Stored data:

··········

PR #170, opened 2022-09-02
use a stable rng from `StableRNGs` for reproducibility

t-bltg:
Is is currently very hard (impossible ?) to rely on `Graphs` **across different julia versions**: this is observed in [`Plots.jl`](https://github.com/JuliaPlots/Plots.jl)  ci through [downstream test](https://github.com/JuliaPlots/Plots.jl/runs/8154593659?check_suite_focus=true) of [`GraphRecipes.jl`](https://github.com/JuliaPlots/GraphRecipes.jl).

The reason is that the RNG across julia minors is [documented](https://docs.julialang.org/en/v1/stdlib/Random/#Reproducibility) to be unreliable in terms of reproducibility.

This makes `ci` testing via image comparison difficult unless duplicating reference files for different julia versions which is quite cumbersome.

It is advised from julia docs, to use [`StableRNGs.jl`](https://github.com/JuliaRandom/StableRNGs.jl) instead.

PR:
1. use `StableRNG`s in tests;
2. fix methods signatures using random related calls, to take a `rng` and `seed`;
3. ~~update `ci` workflows~~.


simonschoelly:
Thanks for this PR, I think StableRNG might indeed make sense for testing. But this PR would also add it outside of tests? I think we should avoid that, and only use StableRNG for the tests.

We currently might still have some random function that take only a seed instead of a random generator. These functions should be refactored so that they use `rng_from_rng_or_seed` as a temporary workaround - we then might get rid of the seed in the next Major release.

.github/workflows/ci.yml
```diff
@@ -19,41 +19,28 @@ jobs:
...
           - 'nightly'
           - '1'
-          - '1.6'
-        os:
-          - ubuntu-latest
-          - macos-latest
-          - windows-latest
-        arch:
-          - x64
+          - '1.6'  # lowest declared julia compat in `Project.toml`
```
simonschoelly, line 22: Do we need these changes for this PR? Otherwise I think a separate PR for upgrading the ci.yml file might be more appropriate, as this allows us better to spot what has changed when writing release notes.

.github/workflows/ci.yml
```diff
@@ -19,41 +19,28 @@ jobs:
...
+        os: [ubuntu-latest, macos-latest, windows-latest]
+        arch: [x64]
     steps:
-      - uses: actions/checkout@v2
-      - uses: julia-actions/setup-julia@v1
+      - uses: actions/checkout@v3
+      - uses: julia-actions/setup-julia@latest
```
simonschoelly, line 27: I am not sure that using `latest` for an action is a good idea, as this would change the behavior of this script, whenever a new action is released - but then I also don't have much experience with that.

t-bltg: We haven't had any issues with this in repos like `Plots.jl`.

.github/workflows/ci.yml
t-bltg: Dropped workflows changes.

t-bltg:
> I think we should avoid that, and only use StableRNG for the tests.

I've restored the `GLOBAL_RNG` and used a `StableRNG` only in tests.

>  These functions should be refactored so that they use rng_from_rng_or_seed as a temporary workaround

I've propagated a `rng` and `seed` keyword argument to all functions using `rand`, `randperm` or other random methods, and replaced all `getRNG(seed)` calls with `rng = rng_from_rng_or_seed(rng, seed)`.

This took a lot of effort to fix all the tests, but `GraphRecipes` has now reproducible tests.

@simonschoelly, this PR is ready for review / comments.

src/utils.jl
```diff
@@ -56,13 +65,13 @@ always returning a random number generator.
 At least one of these arguments must be `nothing`.
 """
 function rng_from_rng_or_seed(rng::Union{Nothing, AbstractRNG}, seed::Union{Nothing, Integer})
-
     # TODO at some point we might emit a deprecation warning if a seed is specified
-
-    !(isnothing(seed) || isnothing(rng)) && throw(ArgumentError("Cannot specify both, seed and rng"))
```
simonschoelly, line 62: I think it is still better to not to allowing to set both, the `seed` and the `rng` argument - users might be confused if they set both but then the seed wont have any effect. Or do you have a specific reason why you would allow both?

src/Parallel/centrality/betweenness.jl
```diff
@@ -2,9 +2,15 @@ betweenness_centrality(g::AbstractGraph, vs=vertices(g), distmx::AbstractMatrix=
 parallel == :distributed ? distr_betweenness_centrality(g, vs, distmx; normalize=normalize, endpoints=endpoints) : 
 threaded_betweenness_centrality(g, vs, distmx; normalize=normalize, endpoints=endpoints)
     
-betweenness_centrality(g::AbstractGraph, k::Integer, distmx::AbstractMatrix=weights(g); normalize=true, endpoints=false, parallel=:distributed) = 
-parallel == :distributed ? distr_betweenness_centrality(g, sample(vertices(g), k), distmx; normalize=normalize, endpoints=endpoints) :
-threaded_betweenness_centrality(g, sample(vertices(g), k), distmx; normalize=normalize, endpoints=endpoints)
+function betweenness_centrality(
+    g::AbstractGraph, k::Integer, distmx::AbstractMatrix=weights(g);
+    normalize=true, endpoints=false, parallel=:distributed,
+    rng::Union{Nothing, AbstractRNG}=nothing, seed::Union{Nothing, Integer}=-1
```
simonschoelly, line 8:
```suggestion
    rng::Union{Nothing, AbstractRNG}=nothing, seed::Union{Nothing, Integer}=nothing
```
In the previous place where we used `rng_from_rng_or_seed` we set the default or `seed` to `nothing`, we probably should do that here too.

src/Parallel/centrality/betweenness.jl
```diff
@@ -2,9 +2,15 @@ betweenness_centrality(g::AbstractGraph, vs=vertices(g), distmx::AbstractMatrix=
...
+)
+    samples = sample(vertices(g), k; rng=rng, seed=seed)
+    parallel == :distributed ? distr_betweenness_centrality(g, samples, distmx; normalize=normalize, endpoints=endpoints) :
```
simonschoelly, line 11:
```suggestion
    return (parallel == :distributed) ? distr_betweenness_centrality(g, samples, distmx; normalize=normalize, endpoints=endpoints) :
```
We don't have any coding guidelines for Graphs.jl at the moment, but personally I perfer to explicetly use the `return` statement instead of just the last expression in a function. As this line is quite long, it might also be preferable to use an if-else statement instead of the tenary operator.

src/utils.jl
t-bltg: I wanted to be the least disruptive of the tests since there are a lot of line changes in this PR.
This is to retain compatibility with the tests setting an explicit seed (e.g. https://github.com/JuliaGraphs/Graphs.jl/blob/903f309039fa71ae2364aaec2158939f76cf5ccf/test/simplegraphs/generators/randgraphs.jl#L12).

IMO, I do think that giving an `rng` and a valid `seed` is unambiguous, meaning:
1. seed the given `rng` to `seed` (see https://github.com/JuliaGraphs/Graphs.jl/blob/903f309039fa71ae2364aaec2158939f76cf5ccf/src/utils.jl#L72);
2. return this `rng`.

src/Parallel/dominatingset/minimal_dom_set.jl
```diff
@@ -1,5 +1,5 @@
 """
-    dominating_set(g, reps, MinimalDominatingSet(); parallel=:threads, seed=-1)
+    dominating_set(g, reps, MinimalDominatingSet(); parallel=:threads, kw...)
```
simonschoelly, line 2: I think we should mention the role of `rng` (and potentially also `seed` altough we want to phase that one out)  in the documentation.

src/Parallel/dominatingset/minimal_dom_set.jl
```diff
@@ -9,6 +9,15 @@ and return the solution with the fewest vertices.
 used. This implementation is more efficient if `reps` is large.
 - If `seed >= 0`, a random generator of each process/thread is seeded with this value.
 """
-dominating_set(g::AbstractGraph{T}, reps::Integer, alg::MinimalDominatingSet; parallel=:threads, seed=-1) where T <: Integer = 
-Graphs.Parallel.generate_reduce(g, (g::AbstractGraph{T})->Graphs.dominating_set(g, alg; seed=seed), 
-(x::Vector{T}, y::Vector{T})->length(x)<length(y), reps; parallel=parallel)
+function dominating_set(
+    g::AbstractGraph{T}, reps::Integer, alg::MinimalDominatingSet;
+    parallel=:threads, kw...
```
simonschoelly, line 14: Would prefer if we mention `seed` and `rng` here, instead of `kw...`

src/Parallel/centrality/betweenness.jl
t-bltg: > We don't have any coding guidelines for Graphs.jl at the moment

Exactly, and this really a pain.

> As this line is quite long, it might also be preferable to use an if-else statement instead of the tenary operator.

Can we please not discuss cosmetic / syntax changes, as this is always proven to be a waste of everybody's time ?
I've tried to stick to the conventions used in this repo, even if I don't agree with those, and especially because of inconsistencies between source files.
I've used the style / conventions that was used in previous `src/Parallel/...` files, e.g. on master:  https://github.com/JuliaGraphs/Graphs.jl/blob/a3fb98b6a2b07b392b5c690c057f1e5bfac25c9e/src/Parallel/centrality/betweenness.jl#L6.

src/Parallel/dominatingset/minimal_dom_set.jl
t-bltg: I can restore `rng=rng, seed=seed` yes, even if IMO this only leads to code complexity.

src/Parallel/dominatingset/minimal_dom_set.jl
t-bltg: I am going to restore that. I've tried to be consistent with all the docstrings such as https://github.com/JuliaGraphs/Graphs.jl/blob/903f309039fa71ae2364aaec2158939f76cf5ccf/src/dominatingset/minimal_dom_set.jl#L6, but I might have missed some.

src/SimpleGraphs/generators/randgraphs.jl
```diff
@@ -22,13 +19,16 @@ julia> SimpleGraph(5, 7)
...
+    rng::Union{Nothing, AbstractRNG}=nothing, seed::Union{Nothing, Integer}=-1
+) where T <: Integer
     tnv = T(nv)
     maxe = div(Int(nv) * (nv - 1), 2)
     @assert(ne <= maxe, "Maximum number of edges for this graph is $maxe")
-    ne > div((2 * maxe), 3)  && return complement(SimpleGraph(tnv, maxe - ne, seed=seed))
+    ne > div((2 * maxe), 3)  && return complement(SimpleGraph(tnv, maxe - ne, rng=rng, seed=seed))
 
-    rng = getRNG(seed)
+    rng = rng_from_rng_or_seed(rng, seed)
```
simonschoelly, line 31: If we switch this with the line above, we can pass this  to the `SimpleGraph` call on the line above.

t-bltg: Good point, fixed.

src/utils.jl
```diff
@@ -40,9 +43,15 @@ Sample `k` element from unit range `r` without repetition and eventually excludi
...
-sample(a::AbstractVector, k::Integer; exclude=()) = sample!(getRNG(), collect(a), k; exclude=exclude)
-
-getRNG(seed::Integer=-1) = seed >= 0 ? MersenneTwister(seed) : GLOBAL_RNG
+sample(
+    a::AbstractVector, k::Integer;
+    exclude=(), rng::Union{Nothing, AbstractRNG}=nothing, seed::Union{Nothing, Integer}=-1
+) = sample!(rng_from_rng_or_seed(rng, seed), collect(a), k; exclude=exclude)
+
+function getRNG(seed::Integer=-1)
+    seed >= 0 && seed!(GLOBAL_RNG, seed)
```
simonschoelly, line 52: What is the reason for seeding the `GLOBAL_RNG` instead of returning new random generator? This might lead to surprising as specifying a non-negative integer now changes the state of `GLOBAL_RNG` instead of creating a new independent one as before.

src/Parallel/centrality/betweenness.jl
t-bltg: Replaced all `seed=-1` values to `seed=nothing`, and fixed docstrings.

src/Parallel/dominatingset/minimal_dom_set.jl
t-bltg: This is fixed.

src/Parallel/dominatingset/minimal_dom_set.jl
t-bltg: Fixed.

src/utils.jl
t-bltg: No reason, this is a leftover from the original PR. I will restore that to what was in master.

test/runtests.jl
```diff
@@ -9,6 +9,9 @@ using DelimitedFiles
 using Base64
 using Random
 using Statistics: mean
+using StableRNGs
+
+const RNG = StableRNG(1234)
```
simonschoelly, line 14: Does this `RNG` get re-seeded for every test or testset? Otherwise the order of the tests that use `RNG` might affect the outcome of the tests. maybe it is preferable to use the constructor explicetly in ever test.

t-bltg: Yes, probably using a new rng is better in the tests instead of re-seeding the rng at the beginning of each `test`, will fix.

test/community/assortativity.jl
```diff
@@ -7,14 +7,14 @@ using Random, Statistics
         @test @inferred assortativity(wheel_graph(n)) ≈ -1/3
     end
     @testset "Directed ($seed)" for seed in [1, 2, 3], (n, ne) in [(14, 18), (10, 22), (7, 16)]
-        g = erdos_renyi(n, ne; is_directed=true, seed=seed)
+        g = erdos_renyi(n, ne; is_directed=true, rng=RNG, seed=seed)
```
simonschoelly, line 10:
```suggestion
        g = erdos_renyi(n, ne; is_directed=true, rng=StableRNG(seed))
```
otherwise iterating over `seed` has no purpose.

test/dominatingset/minimal_dom_set.jl
```diff
@@ -2,45 +2,45 @@
  
     g0 = SimpleGraph(0)
     for g in testgraphs(g0)
-        d = @inferred(dominating_set(g, MinimalDominatingSet(); seed=3))
+        d = @inferred(dominating_set(g, MinimalDominatingSet(); rng=RNG, seed=3))
```
simonschoelly, line 5:
```suggestion
        d = @inferred(dominating_set(g, MinimalDominatingSet(); rng=RNG))
```
there does not seem to be any point of specifying a seed, when we also specify `rng`.

test/community/assortativity.jl
t-bltg: It does, since when the `rng` and `seed` leads to seeding the `rng` with this value.

src/utils.jl
t-bltg: Fixed.

test/runtests.jl
t-bltg: Fixed.

test/dominatingset/minimal_dom_set.jl
t-bltg: It seeds the `rng` with this specific value, so it does, even if admittedly, we don't test the numbers stream per se.

t-bltg:
I think I have addressed all the comments. Upstream tests ✔.

src/Parallel/centrality/betweenness.jl
simonschoelly: While I also don't like too waste much time on these, I think suggestions are always allowed - but maybe I should try to make it more clear in my writing that this really was just a suggestion. 

Anyway, as it is really minor and up to taste, lets ignore it for now.

t-bltg: Thanks. This can always be done in a separate PR.

src/utils.jl
simonschoelly: I still would not do it for the following reasons:
* We want to get rid of `seed` eventually, so that seeding the rng will fall to the callers side anyway.
* While `rng` gets mutated anyway, it is still not clear to the caller, that this what is happening.
* Not all subtypes of `rng` allow one to use `seed!`, one example is `RandomDevice`.

It would need much more code to get this running - in fact I implemented that in this PR based on this branch: `https://github.com/t-bltg/Graphs.jl/pull/1` -> for some reason that PR ended up in your fork and no in the main upstream repository though.

t-bltg: Merged.

simonschoelly (approved):
Great, thanks a lot!

t-bltg:
Amazing, thanks for your valuable comments (and obviously for your time !) :tada: .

··········

→ Problem requirements
Reproduce the entries exactly, but only from their first line to the line holding "Is is currently", with that last line kept.

→ Output below
PR #170, opened 2022-09-02
use a stable rng from `StableRNGs` for reproducibility

t-bltg:
Is is currently very hard (impossible ?) to rely on `Graphs` **across different julia versions**: this is observed in [`Plots.jl`](https://github.com/JuliaPlots/Plots.jl)  ci through [downstream test](https://github.com/JuliaPlots/Plots.jl/runs/8154593659?check_suite_focus=true) of [`GraphRecipes.jl`](https://github.com/JuliaPlots/GraphRecipes.jl).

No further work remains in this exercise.